The lady leading the session to sell me a $150,000+ degree which requires me
to leave my (extremely successful and promising career) for two years (and
screw up my family life while doing it), started talking about how if people
in the room got a bad grade in a certain area for their undergraduate degree -
they might have to go back and fix it before they apply.

Did I mention I have to pay the costs of this program 100% myself since most
employers (and mine) won't cover it anymore?

Once I heard that, I was done. Not only do I have to take three months to
study for a stupid GMAT or GRE or whatever, I am also being held accountable
for a grade I got over 12 years ago.

In that 12 years, I quit my business career ,taught myself software
engineering, built multiple applications used by millions of people every
month before resuming my career as a manager of technical evangelist teams.

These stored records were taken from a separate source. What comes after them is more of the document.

PR #127, opened 2026-08-09
feat(list-notes): expose note ids alongside titles

### LINKED ISSUE #126: list-notes should expose note ids alongside titles
## Problem

`list-notes` returns `notes: string[]` — titles only, with no ids. A caller that enumerates notes via `list-notes` and then needs to act on a specific one (read, update, move, delete) has to re-resolve an id by title afterward, typically via `search-notes`.

That re-resolution step reintroduces the exact ambiguous-name problem `export-notes-json` was fixed for in #115: AppleScript's `note "<name>"` specifier resolves a duplicated title deterministically to one particular note every time. So two notes sharing a title, listed via `list-notes` and then looked up individually by title, silently collapse to the same note — one is fetched twice and the other is never reached, with no error or warning.

Concretely: a consumer syncing a folder's changed notes via `list-notes` + `modifiedSince`, then resolving each title to an id via `search-notes` for a follow-up read/update, will silently drop any note that shares a title with another in that result set.

The bulk AppleScript listing underneath `list-notes` already fetches ids for every note — `parseBulkListOutput` has returned `{title, id}` pairs since the #115 fix — so the id is available and simply isn't surfaced through `list-notes`' output.

## Proposed Solution

Add `AppleNotesManager.listNoteRefs(account?, folder?, modifiedSince?, limit?)` — same filtering as the existing `listNotes()` — returning `{title, id}` pairs instead of bare titles. `listNotes()` itself is unchanged and keeps returning `string[]` for its existing internal callers.

The `list-notes` MCP tool switches to calling `listNoteRefs()` and its response becomes `notes: Array<{title, id}>` instead of `notes: string[]`.

This is a public contract change to the `list-notes` tool response. It matches this project's own precedent for tool-schema changes shipped as a patch bump (e.g. the 2.6.9 `search-notes` limit-default change, also a breaking contract change) — version bump and CHANGELOG entry to follow the same pattern.

Implementation already drafted on branch `fix/list-notes-expose-ids` (rebased onto current `main`, build green, 523/523 tests passing):
- `src/services/appleNotesManager.ts` — new `listNoteRefs()`
- `src/index.ts` — `list-notes` tool now calls `listNoteRefs()`, updated `outputSchema` and description
- Tests for both, including a case with two same-titled notes distinguished by id

## Alternatives Considered

- **Change `listNotes()` in place** instead of adding `listNoteRefs()`. Rejected — `listNotes()` has existing internal callers that only need titles; changing its return shape would touch call sites with no benefit, whereas a parallel method keeps the internal `string[]` contract intact.
- **Leave `list-notes` as titles-only and document "re-resolve via `search-notes`"** as the workaround. Rejected — this is the trap that already bit `export-notes-json` (#115); documenting around it doesn't fix the silent-drop failure mode for duplicate titles.

## Additional Context

Related: #115 (`export-notes-json` duplicate-title fix), which this follows the same identity-safe pattern from (`getNoteById` / `getNoteContentById` over by-title lookups).

draku:
## Description

`list-notes` returns `notes: string[]` (titles only). A caller enumerating notes and then acting on a specific one has to re-resolve an id by title afterward — reintroducing the ambiguous-title trap `export-notes-json` was fixed for in #115: AppleScript's `note "<name>"` specifier resolves a duplicated title to one particular note every time, so two same-titled notes silently collapse into one when looked up individually.

Adds `AppleNotesManager.listNoteRefs(account?, folder?, modifiedSince?, limit?)` — same filtering as the existing `listNotes()` — returning `{title, id}` pairs pulled from the same bulk AppleScript listing that already fetches ids internally (`parseBulkListOutput`, since #115). `listNotes()` is unchanged and still returns `string[]` for its existing internal callers. The `list-notes` MCP tool now calls `listNoteRefs()`, and its response becomes `notes: Array<{title, id}>`.

This is a public contract change to the `list-notes` tool response — any caller destructuring `notes` as `string[]` will break. Shipped as a patch bump per this project's own precedent (e.g. the 2.6.9 `search-notes` limit-default change, also a breaking contract change patch-bumped rather than major-bumped).

Closes #126

## Type of Change

- [ ] Bug fix
- [x] New feature
- [ ] Documentation update
- [ ] Refactoring
- [ ] Other (describe):

## Testing

- [x] Tests pass locally (`pnpm test`) — 523/523
- [x] Build succeeds (`pnpm run build`)

## Checklist

- [x] I have updated documentation if needed
- [x] Version bumped (2.6.16 → 2.6.17) + CHANGELOG.md entry added

🤖 Generated with [Claude Code](https://claude.com/claude-code)


draku:
I'm not doing something quite right on the version bump. Will have to look more closely at the error that the check returns.

draku:
Fixed. I realize that this is a public contract change and could impact users coding against the api, rather than using an LLM tool call. Please let me know if you would recommend a different approach.

sweetrb:
Approach is right — merging this. Answering your question directly, since it was the right one to ask.

**On the contract change:** keep it. The alternative (leave `notes` as `string[]`, add a parallel `noteRefs` field) would preserve compatibility but leave the ambiguous-title trap as the *default* path, and your issue makes the case well that documenting around it is what already failed for `export-notes-json` in #115. The README, incidentally, has been claiming `list-notes` yields ids for a while — three separate `noteId` parameter tables say "from `search-notes`/`list-notes`". This makes the docs honest rather than breaking a promise.

**On the version, I bumped you 2.6.17 → 2.7.0.** The 2.6.9 precedent is real but weaker than it looks: that change altered a *default* while keeping the response type, so `notes.map(t => t.toUpperCase())` kept working and just saw fewer items. Yours changes the type, so that same line throws. CONTRIBUTING says "at least a patch" — a floor, not a ceiling — and a patch tells dependency tooling "safe, backwards-compatible," which this is not. Minor is the honest signal without a major-version churn on a server whose main consumer reads `outputSchema` at runtime anyway.

**One gap I fixed on your branch** (thanks for enabling maintainer edits): the ids reached `structuredContent` but not the human-readable text, which still rendered `  - <title>`. Plenty of MCP hosts surface only the text content to the model — for those, two same-titled notes still came back as two identical lines, so the exact failure mode #126 targets survived on that path. It now renders `  - <title> [id: <id>]`, matching what `search-notes` already does.

Also synced README (`**Returns:** List of note titles.`) and CLAUDE.md (`Returns note titles only`), both of which still described the old shape.

The refactor itself is the part I would call out as well done — routing both public methods through a private `listNotesCore()` instead of duplicating the fetch keeps the fast-path/full-fetch branch in one place, and the same-title test case pins the actual bug rather than just the happy path.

The idea that I need to go get an MBA, take a GMAT, submit to covering for a
bad grade 15 years ago after achieving a very high degree of proficiency in
Objective-C and doing the things I have done since was so laughable it ended
the desire for me to ever get an MBA.

Maybe if they paid me I might consider it. I just dont get it. It is something
I might do if I got rich in cryptocurrency and needed a hobby to pass the
time, thats about it.

Dont get me wrong, people (some) with MBAs I have met are often quite smart.
But it seemed like an awful lot of time, stress and money and administrative
nonsense for what the result is.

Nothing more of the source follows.